佐々木 レシピを見て料理をするのは、マニュアルを渡されて「この通りにやってくださいね!」と言われている感じがするんですよね。

山口 それはレシピを作ることを仕事にしている身として、毎回悩むところです。レシピが短いと言葉足らずになるし、長いと読んでもらえない。いずれにしてもマニュアル感が否めない。

佐々木 レシピに書かれている食材を全部きちんと用意するのは、誰かにお使いを頼まれているように感じることもあります。そして、調味料をきちんと量って、指示された時間通りに火を入れて。「3分たったら、油からポテトをあげるんだよ」みたいな指示は、ファストフードでバイトをしてたらきちんと守らなくてはいけないはず。レシピ通りに料理を作るというのは、そういったチェーン店で働いている感覚に近いこともあるでしょうね。料理しているというより、労働している。

山口 本当にそうなんです! そうして料理を作ると、創作の余白がないように感じてしまいます。食べさせなきゃいけない人がいて、料理を作り終えなきゃいけない時間も決まっていて、失敗も許されない……。ほぼ労働に近いじゃないですか! しかも、お金がもらえない労働となると、誰でも嫌になるのが当たり前だと思うんですよ。

料理という行為自体の中に喜びを


佐々木 家事がシャドウ・ワークであるとか、無給労働であるとか、そういう話によくなりますけど、料理が労働に近いものなら、担当したくなくなるのも当然かもしれないですね。

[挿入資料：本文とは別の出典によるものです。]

PR #492, opened 2017-01-24
build: Set up the flow type checker

sebn:
Add dev dependencies:
- flow-bin
- babel-plugin-transform-flow-strip-types
- babel-eslint
- eslint-plugin-flowtype

Configure everything:
- Set up babel to strip flow types
- Make flow ignore node_modules/jsverify (it fails)
- Set up standard to use the babel-eslint compiler (so it doesn't fail with syntax error)
- Set up flow type linting rules for standard (through eslint plugin)

Introduce npm scripts:
- flow: runs without server startup message, shows all errors
- standard: runs standard as usual
- lint: runs both

This will allow us to progressively introduce type annotations in new code
(and eventually in existing code at some point)

### DIFF
--- a/.flowconfig
+++ b/.flowconfig
@@ -1,0 +1,15 @@
+[ignore]
+<PROJECT_ROOT>/bin/.*
+<PROJECT_ROOT>/coverage/.*
+<PROJECT_ROOT>/gui/.*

「どうして私だけ、決まった食材を買いに行かされて、分量をちまちま量らされなきゃいけないの?」って。もちろん「きちんとレシピを見て料理を作る」ことがその人のスタイルとして確立しているなら、誰かに咎められるべきものではない。

でも自分が料理のどこにつまずいていたんだろうと思い返すと、やっぱりレシピとにらめっこしながら作るのが、苦痛だったんですよね。料理というのは、山口さんも言うようにそもそも他人軸が多いですよね。食材は自分で作っていない、賞味期限があるからそれを優先して使わなきゃいけない、食べる人の好みがあるから合わせなきゃいけない。それで作り方まで指示されるとなると、「自分」が関わる余地はどこにあるの? と思ったりします。

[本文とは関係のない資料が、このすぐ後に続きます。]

PR #497, opened 2017-02-06
bin/fauxton: Fix v2's couch helpers import

sebn:
It was broken while moving v2 test helpers to a subdir.


sebn:
I assumed spending time to set up something to prevent this issue to arise again was not worth it.

PR #501, opened 2017-02-06
V3/build/dev setup improvements

sebn:

PR #496, opened 2017-02-02
V3/feature/pull metadata

sebn:
To be merged after https://github.com/cozy-labs/cozy-desktop/pull/503

This completes the pull feature with cozy-stack v3, except pulled files will be empty (fetching their content is another story).

**Known issues**

-  Node's `Buffer` class is permissive regarding base64 padding. Which means we could accidentally store a non-padded digest string, then fail to compare it to the same padded one.

**Not included**

- `Remote` unit test (it's only glue code right now, I'll unit-test it as soon as I start restoring v2's remaining `Watcher` code)
- Extract crypto-related constants (`HASH_FUNCTION = 'md5'`? `DIGEST_ENCODING = 'base64'`? `DIGEST_BYTES_SIZE = 16`?)

PR #502, opened 2017-02-06
V3/refactor/conversion and watcher modules

sebn:
~~To be merged after https://github.com/cozy-labs/cozy-desktop/pull/501~~ (already merged)

This is the first step to port v2 code to the new cozy stack v3

I decided to keep as much existing code as possible, so we don't loose existing behavior.
Ideally, I'd like to bring back the old pull integration tests as soon as files are not empty anymore.
So we could refactor more things safely.

**Not included**

- `conversion.createLocalDoc()` unit test: I extracted it from v2's `RemoteWatcher`, where it was only tested in integration with other extracted methods.
- Rename `RemoteDoc` / `LocalDoc` to `RemoteMetadata` / `LocalMetadata`? (would be better since *Metadata* is a domain thing, while using a CouchDB *document* is an implementation detail... but I didn't rename it yet because *doc* variables are used almost everywhere in the code)
- Rename `onChange/putDoc/removeRemote` methods, or even define metadata changes as a single pure function (I could still do it as soon as I really understand how prep/merge work)
- Promisify pouchHelpers
- Rename local fields to match the remote ones (it may break lots of existing v2 code, better make it work first)
- Store the remote `dir_id` (it seems to work with the `path` right now)


src/pull.js
```diff
@@ -0,0 +1,94 @@
...
+
+import type { RemoteDoc } from './remote/document'
+import type { LocalDoc } from './local/document'
+
+const log = printit({
+  prefix: 'Pull',
+  date: true
+})
+
+// Pull changed files and directories metadata from the remote Cozy, and merge
```
nono: s/changed/get changes for/ ?

src/pull.js
```diff
@@ -0,0 +1,94 @@
...
+// them into the local database.
+export default class Pull {
```
nono: I'm not sure it's a good idea to call this `Pull`. There is a pull command on the command-line that does a bit more:

- it track changes on the remote cozy and update the pouchdb with these changes (like your class)
- it also applies these changes to the file-system

src/remote/document.js
```diff
@@ -0,0 +1,21 @@
...
+  created_at: string,
+  dir_id: string,
+  executable?: boolean,
+  md5sum?: string,
+  mime?: string,
+  name: string,
+  path?: string,
+  size?: string,
+  tags: string[],
+  type: string,
```
nono: You have both `type` and `_type`?

src/conversion.js
```diff
@@ -0,0 +1,45 @@
...
+    case FILE_TYPE: return 'file'
+    case DIR_TYPE: return 'folder'
+    default: throw new Error(`Unexpected Cozy Files type: ${remote}`)
+  }
+}
+
+// Transform a remote document in a local one
+//
+// We are tolerant with the input. For example, we accept files with no
+// checksum (e.g. from konnectors).
```
sebn: Ok, thanks, I wasn't aware of this.

src/local/document.js
```diff
@@ -0,0 +1,26 @@
+/* @flow */
+
+// The local Cozy Desktop metadata, as stored in PouchDB
```
sebn: I thought of pouch as being part of "local", since it's mostly used to implement local metadata storage.
But I don't have a clear view of the reconciliation part and the limit between it and "local".
So ok to rename `local/document` to `document` if it makes more sense.

src/local/document.js
```diff
@@ -0,0 +1,26 @@
...
+export type LocalDoc = {
+  _id: string,
+  // TODO: v3: Rename to md5sum to match remote
+  checksum?: ?string,
```
sebn: Should probably have been `checksum?: string`, so we have either a key with a non-null value, or no key at all.

But if checksums became mandatory, maybe we should just remove the mobile-specific test and corresponding code, and enforce it in the flow declaration.

nono: The checksum is mandatory for files, not folders. And you can remove the mobile-specific test (the stack now generates a md5sum for files when no md5sum was given at upload, so all files in couchdb have a md5sum).

src/pouch.js
```diff
@@ -123,6 +123,16 @@ class Pouch {
     })
   }
 
+  byRemoteIdMaybe (id, callback) {
+    this.byRemoteId(id, (err, was) => {
+      if (err && (err.status !== 404)) {
```
sebn: I extracted this from [v2's RemoteWatcher](https://github.com/cozy-labs/cozy-desktop/blob/master/src/remote/v2/watcher.js#L171-L173).

I assumed this was some PouchDB behavior, but it's actually done in `byRemoteId` (line 119, just before this one).
Maybe I could have used `this.db.query` directly.

src/pull.js
sebn: I'm not sure either.
Right now it only pulls the metadata, delegating part of the work to the `Prep` class.

I was first thinking about making some "pull" domain notion visible by extracting the corresponding logic out of `RemoteWatcher`, including the filesystem update.
Then I figured out that it was actually only updating metadata in pouch, and that including fs update in the same class may actually not be such a good idea.

I assumed I could wait to understand the fs part better, and eventually rename it to something else.

src/remote/document.js
sebn: `_type` is the doctype, while type is the "files" API attribute.

I was a bit confused about `cozy-client-js`'s `find()` method returning this, and the cozy-stack using a nested `attributes` object...

nono: Oh, I forgot about the JSON-API stuff!

src/pull.js
sebn: `MetadataPull`?
I'd like to keep the `Pull` suffix since at least it indicates the direction...
Or were you think of moving this back into the `RemoteWatcher`? (I thought it was to much responsibility for a single class...)

nono: I'd have put this code in RemoteWatcher. But MetadataPull is OK too for me

sebn:
- [x] Stop saying we are tolerant with checksum in comments
- [x] Rename `LocalDoc` to `Metadata`
- [x] Rename `createLocalDoc` to `createMetadata`
- [ ] `checksum: string`
- [ ] Remove mobile-specific test

test/unit/remote/watcher.js
```diff
@@ -0,0 +1,418 @@
...
+
+      await this.pull.onChange(doc)
+
+      this.prep.deleteDocAsync.called.should.be.true()
+      let id = this.prep.deleteDocAsync.args[0][1].path
+      id.should.equal('my-folder/file-1')
+    })
+
+    it('calls addDoc for folder created by the mobile app', async function () {
+      // FIXME: What makes a folder created by the mobile app special?
```
sebn: I think this is the mobile test I was thinking, it's not related to the checksum actually.
Still not sure what makes it special... the folder name?
@nono ?

sebn:
Removed the `FIXME`. Ready to merge as soon as CI is green.

test/unit/remote/watcher.js
nono: @sebn the doctype, it's 'Folder' and not 'folder' (all lowercase)

nono: But it won't happen in cozy-v3, so the test can be removed safely

sebn: Sorry, I missed your comment. I'll fix remove it in https://github.com/cozy-labs/cozy-desktop/pull/496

『自炊の壁 料理の「めんどい」を乗り越える100の方法』(著:佐々木典士、山口祐加/ダイヤモンド社)

山口 料理を始める動機も、節約のため、ダイエットのため、子どもができた、とかさまざまな義務感から始まっていることが多いように思うんです。だから料理という行為自体の中に喜びを感じられたほうが、続くと思うんですよね。

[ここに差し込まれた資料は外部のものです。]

PR #504, opened 2017-02-07
Update dependencies

sebn:
I did this by hand since Greenkeeper doesn't play well with yarn.

- cozy-client-js was upgraded to 0.0.7, not 0.0.8
- babel-plugin-autobind-class-methods was upgraded to 3.0.0, not 5.0.1

See commit messages for explanations.


nono:
@sebn fyi, there is a known workaround for greenkeeper + yarn: https://gist.github.com/maxrimue/16e272c4e0b8a8ac9dd5570e180e08c0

佐々木 ぼくが料理でいちばん喜びを感じるのは、勘で適当に作ったソースが美味しかったとか、そんなときです。キッチンは自分のアイデアが自由に発揮できる場所だと思えたり、料理するときに「今日はどんな創作活動をしてやろうか」とクリエイティブになれるなら、やらなきゃいけないものから、やりたいものになるんじゃないかと思って。

山口 私は、料理を奪い合う家事にしたいんですよね。

佐々木 「俺が作るよ!」

山口 「いや、私が作りたい!」みたいな(笑)。

レシピに沿って作るリスク


山口 レシピに沿って作るのは、料理が労働のように面白くないものになってしまうリスクがあります。でもレシピは、やっぱりわかりやすい。私が今、まったく料理ができなければきっと「料理のきほん」みたいなタイトルのレシピ集を買って、そこから始めちゃうと思います。家庭料理業界の人たちと集まると、初心者はレシピから始めるべきか否かという話は、度々話題に上がったりしますね。

佐々木 料理は、なぜか再現性があるんですよね。レシピに沿って作ると、ある程度その通りにできちゃう。でもたとえば、サッカーでPKを蹴るレシピって作っても仕方がない。「ボールの中心から左に15ミリの部分を、800ニュートンの力で蹴り込んで、ゴール右隅へ叩き込みます」と書かれていても、初心者はその通りにできないから。

でも料理は「切る」「加熱する」「味付けする」という簡単な作業しかないので、プロの料理人が苦労して編み出した料理も、一応レシピに落とし込めるし、本当に一回も料理をやったことがない人でも、それをある程度再現できてしまうかもしれない。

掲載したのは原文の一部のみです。